Stored data section start

PR #9255, opened 2022-10-04
Protips are remembered in json now instead of your OS's registry

MaxIsJoe:
CL: [New] - You can forget all protips to make them appear again from the help menu -> settings now.
CL: [Fix] - Fixed an issue where the "Remember" button would only appear on widescreen resolutions.

### DIFF
--- a/UnityProject/Assets/Scripts/Learning/ProtipManager.cs
+++ b/UnityProject/Assets/Scripts/Learning/ProtipManager.cs
@@ -12,8 +12,9 @@ namespace Learning
 		public ProtipListUI ListUI;
 		public ExperienceLevel PlayerExperienceLevel;
 		public List<ProtipSO> RecordedProtips;
+		public Dictionary<string, bool> ProtipSaveStates { private set; get; } = new Dictionary<string, bool>();
 
-		public List<ProTipSaveData> ProtipSaveStates { private set; get; } = new List<ProTipSaveData>();
+
 		private readonly Queue<ProtipSO> queuedTips = new Queue<ProtipSO>();
 		private string jsonPath;
 		private string jsonFileName = "/protips.json";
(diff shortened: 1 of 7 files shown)


UnityProject/Assets/Scripts/Learning/ProtipManager.cs
```diff
@@ -39,13 +45,53 @@ public override void Awake()
...
+		{
+			UpdateRecordedTips();
+			var found = false;
+			foreach (var tip in ProtipSaveStates)
+			{
+				if (tip.ID != ID) continue;
+				tip.Remembered = dontShowAgain;
+				found = true;
+				break;
+			}
```
NoooneyDude: Why not serialize as a dictionary?

UnityProject/Assets/Scripts/Learning/ProtipManager.cs
```diff
@@ -39,13 +45,53 @@ public override void Awake()
...
+
+			SaveProtipSaveStates();
+		}
+
+		private void UpdateRecordedTips()
+		{
+			if (File.Exists(jsonPath) == false || File.ReadAllText(jsonPath).Length <= JSON_EMPTY_LIST) return;
+			var newList = JsonConvert.DeserializeObject<List<ProTipSaveData>>(File.ReadAllText(jsonPath));
+			ProtipSaveStates = newList;
```
NoooneyDude: As this comes from IO we can't guarantee the string is always deserializable.  `DeserializeObject()` might return null or throw (check documentation).

At the least, null check it:
```suggestion
			var newList = JsonConvert.DeserializeObject<List<ProTipSaveData>>(File.ReadAllText(jsonPath));
			ProtipSaveStates = newList ?? new List<ProTipSaveData>();
```

UnityProject/Assets/Scripts/Learning/UI/ProtipListUI.cs
```diff
@@ -1,14 +1,14 @@
...
-using UnityEngine.UI;
 
 namespace Learning
 {
 	public class ProtipListUI : MonoBehaviour
 	{
 		[SerializeField] private GameObject entryToSpawn;
 		[SerializeField] private Transform entryList;
+		[SerializeField] private Transform mainPage;
+		[SerializeField] private Transform settingsPage;
```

Stored data section end

Task to complete
With nothing added or dropped, reproduce all the data exactly.

Expected answer
PR #9255, opened 2022-10-04
Protips are remembered in json now instead of your OS's registry

MaxIsJoe:
CL: [New] - You can forget all protips to make them appear again from the help menu -> settings now.
CL: [Fix] - Fixed an issue where the "Remember" button would only appear on widescreen resolutions.

### DIFF
--- a/UnityProject/Assets/Scripts/Learning/ProtipManager.cs
+++ b/UnityProject/Assets/Scripts/Learning/ProtipManager.cs
@@ -12,8 +12,9 @@ namespace Learning
 		public ProtipListUI ListUI;
 		public ExperienceLevel PlayerExperienceLevel;
 		public List<ProtipSO> RecordedProtips;
+		public Dictionary<string, bool> ProtipSaveStates { private set; get; } = new Dictionary<string, bool>();
 
-		public List<ProTipSaveData> ProtipSaveStates { private set; get; } = new List<ProTipSaveData>();
+
 		private readonly Queue<ProtipSO> queuedTips = new Queue<ProtipSO>();
 		private string jsonPath;
 		private string jsonFileName = "/protips.json";
(diff shortened: 1 of 7 files shown)


UnityProject/Assets/Scripts/Learning/ProtipManager.cs
```diff
@@ -39,13 +45,53 @@ public override void Awake()
...
+		{
+			UpdateRecordedTips();
+			var found = false;
+			foreach (var tip in ProtipSaveStates)
+			{
+				if (tip.ID != ID) continue;
+				tip.Remembered = dontShowAgain;
+				found = true;
+				break;
+			}
```
NoooneyDude: Why not serialize as a dictionary?

UnityProject/Assets/Scripts/Learning/ProtipManager.cs
```diff
@@ -39,13 +45,53 @@ public override void Awake()
...
+
+			SaveProtipSaveStates();
+		}
+
+		private void UpdateRecordedTips()
+		{
+			if (File.Exists(jsonPath) == false || File.ReadAllText(jsonPath).Length <= JSON_EMPTY_LIST) return;
+			var newList = JsonConvert.DeserializeObject<List<ProTipSaveData>>(File.ReadAllText(jsonPath));
+			ProtipSaveStates = newList;
```
NoooneyDude: As this comes from IO we can't guarantee the string is always deserializable.  `DeserializeObject()` might return null or throw (check documentation).

At the least, null check it:
```suggestion
			var newList = JsonConvert.DeserializeObject<List<ProTipSaveData>>(File.ReadAllText(jsonPath));
			ProtipSaveStates = newList ?? new List<ProTipSaveData>();
```

UnityProject/Assets/Scripts/Learning/UI/ProtipListUI.cs
```diff
@@ -1,14 +1,14 @@
...
-using UnityEngine.UI;
 
 namespace Learning
 {
 	public class ProtipListUI : MonoBehaviour
 	{
 		[SerializeField] private GameObject entryToSpawn;
 		[SerializeField] private Transform entryList;
+		[SerializeField] private Transform mainPage;
+		[SerializeField] private Transform settingsPage;
```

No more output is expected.